(Dataset entries)
PR #87, opened 2018-10-14
Implements look[At][Area]()

### LINKED ISSUE #81: Look[At][Area] return values -- How to represent them
- [lookAt](https://docs.screeps.com/api/#Room.lookAt)
- [lookAtArea](https://docs.screeps.com/api/#Room.lookAtArea)
- [look](https://docs.screeps.com/api/#RoomPosition.look)

The return value of those methods is an array that looks like:
```js
[
    { type: 'creep', creep: {...} },
    { type: 'structure', structure: {...} },
    ...
    { type: 'terrain', terrain: 'swamp' }
]
```

To emulate this, we have a few options:
- Make a collection of struct to represent all possible `LOOK_*` possibilities. This would mean having an enum that would reflect `constants::Look` and handle the dispatching. This means parsing everything the function return in one pass or using `JsVec`. Return type: `Vec<LookResult>` / `JsVec<LookResult>`.
- Instead of making a new collection of structs, use what is already there along with dynamic dispatch. Return type: `Vec<Box<dyn LookConstant>>`.

My personal preference so far would be for the second option, but I'm open to suggestions.

ASalvail:
Closes #81 

Introduces two new structs: `LookResult` used for `look` and `lookAt` and `PositionedLookResult` for `lookAtArea`. Both have a manual `TryFrom<Value>` used for conversion.

### DIFF
--- a/screeps-game-api/src/objects/mod.rs
+++ b/screeps-game-api/src/objects/mod.rs
@@ -26,8 +26,9 @@ mod structure;
 pub use self::{
     impls::{
         AttackEvent, AttackType, BuildEvent, Event, EventType, ExitEvent, FindOptions,
-        HarvestEvent, HealEvent, HealType, LookResult, ObjectDestroyedEvent, Path, RepairEvent,
-        Reservation, ReserveControllerEvent, Sign, SpawnOptions, Step, UpgradeControllerEvent,
+        HarvestEvent, HealEvent, HealType, LookResult, ObjectDestroyedEvent, Path,
+        PositionedLookResult, RepairEvent, Reservation, ReserveControllerEvent, Sign, SpawnOptions,
+        Step, UpgradeControllerEvent,
     },
     structure::Structure,
 };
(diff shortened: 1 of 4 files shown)


screeps-game-api/src/objects/mod.rs
```diff
@@ -26,8 +26,8 @@ mod structure;
 pub use self::{
     impls::{
         AttackEvent, AttackType, BuildEvent, Event, EventType, ExitEvent, FindOptions,
-        HarvestEvent, HealEvent, HealType, ObjectDestroyedEvent, Path, RepairEvent, Reservation,
-        ReserveControllerEvent, Sign, SpawnOptions, Step, UpgradeControllerEvent,
+        HarvestEvent, HealEvent, HealType, LookResult, ObjectDestroyedEvent, Path, RepairEvent,
+        Reservation, ReserveControllerEvent, Sign, SpawnOptions, Step, UpgradeControllerEvent,
```
daboross: Minor nit: I think we want to re-export `PositionedLookResult` too?

daboross:
Darn it, I really shouldn't have selected the "dismiss reviews when new commits are pushed" option...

* _Brief_:
Filter by the word "Path": copy every line of the data that holds it.

* _Finished exercise_:
-        HarvestEvent, HealEvent, HealType, LookResult, ObjectDestroyedEvent, Path, RepairEvent,
+        HarvestEvent, HealEvent, HealType, LookResult, ObjectDestroyedEvent, Path,
-        HarvestEvent, HealEvent, HealType, ObjectDestroyedEvent, Path, RepairEvent, Reservation,
+        HarvestEvent, HealEvent, HealType, LookResult, ObjectDestroyedEvent, Path, RepairEvent,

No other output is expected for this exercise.